# [SOLVED???]agetty nie wstaje - brak konsoli.

## Jacekalex

Witam

Od co najmniej dwóch dni mam dziwny objaw w systemie: nie mogę się zalogować w konsoli, nie ma normalnego pytania o login i hasło, tak, jakby init nie odpalał konsol.

To jest o tyle dziwne, ze nie robiłem żadnych szalonych aktualizacji, a wszystko działało wcześniej.

Zauwazyłem sprawę - przy kompilacji kernela, kiedy chciałem zainstalować ster do nvidii.

Przed wyłączeniem kompa - po zmianach w grubie, zapomniałem wywalić xorg.conf.

Po uruchomieniu na nowym jaju, xorg nie znalazł steru nvidii, i gdm wywalił błąd.

Myśle no problem, chcę się logować - myślę - wyłączyć xdm, zainstalować sterownik do karty i po krzyku.
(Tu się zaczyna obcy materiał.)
PR #3994, opened 2026-02-05
filesystem: fill in timespec values for fstat

kalaposfos13:
Tearaway Unfolded has a check for whether the save files' last modification fall into a specific timespan, and if they aren't, then the save gets flagged as corrupt. By leaving these fields as zero, that check fails. By providing the correct values, this save "corruption" issue is resolved, although this doesn't help much for the fact that the game is still hanging at the end of loading.
On the Windows side, all three values (creation, modification and access) are spoofed with the last modification date, because that's the only one that std::filesystem has a cross-platform implementation for.

### DIFF
--- a/src/core/libraries/kernel/file_system.cpp
+++ b/src/core/libraries/kernel/file_system.cpp
@@ -34,6 +34,7 @@
 #include <winsock2.h>
 #else
 #include <sys/select.h>
+#include <sys/stat.h>
 #endif
 
 namespace D = Core::Devices;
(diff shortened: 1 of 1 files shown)


StevenMiller123:
Could probably temporarily fix Windows by just zero-initializing the  struct?

kalaposfos13:
It looks like that is already done, and I slightly misunderstood the game check, and the reason why I thought it's due to memory garbage is because I put the breakpoint before the memset.

StevenMiller123 (approved):
Seems good to me, though I don't have the affected game.
I compiled and checked Windows, the code seems to work.

GHU7924:
I checked version 1.00 in the latest Main, and there was no message about corrupted saves (Windows 11). So the code works.

PR #3998, opened 2026-02-07
Kernel.Vmm: Fix bug with VMA physical area tracking

StevenMiller123:
This appears to fix memory asserts when loading ingame in Battlefield™ V (CUSA08724), which is only possible to test with nullGPU currently. This also fixes memory asserts when booting FIFA 18 (CUSA07994).


Xcedf:
Boots Battlefield 4 with NullGPU as well, can hear the sound of intro and menu.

A tu o zalogowaniu mowy nie ma.

Objaw wystepuje zarówno na kernelu 2.6.35 bez żadnych patchy, jak i na 2.6.34 z łatami zen i imq.

kernele "Vaniliowe", grsecurity ani paxa nie posiadają, domyślny profil bezpieczeństwa - apparmor - jeszcze nie skonfigurowany.

I mam wrazenie, że kernel nie ma z tym chyba wiele wspólnego, w czasie startu wyświetla wszystko prawidłowo, pisać na konsoli mogę, mysz konsolowa działa (gpm), tylko nie mogę się zalogować.

Po odpaleniu -  zalogowaniu przez gdm, gnome-terminal chodzi normalnie, więc problem z powłoką bash to też nie jest.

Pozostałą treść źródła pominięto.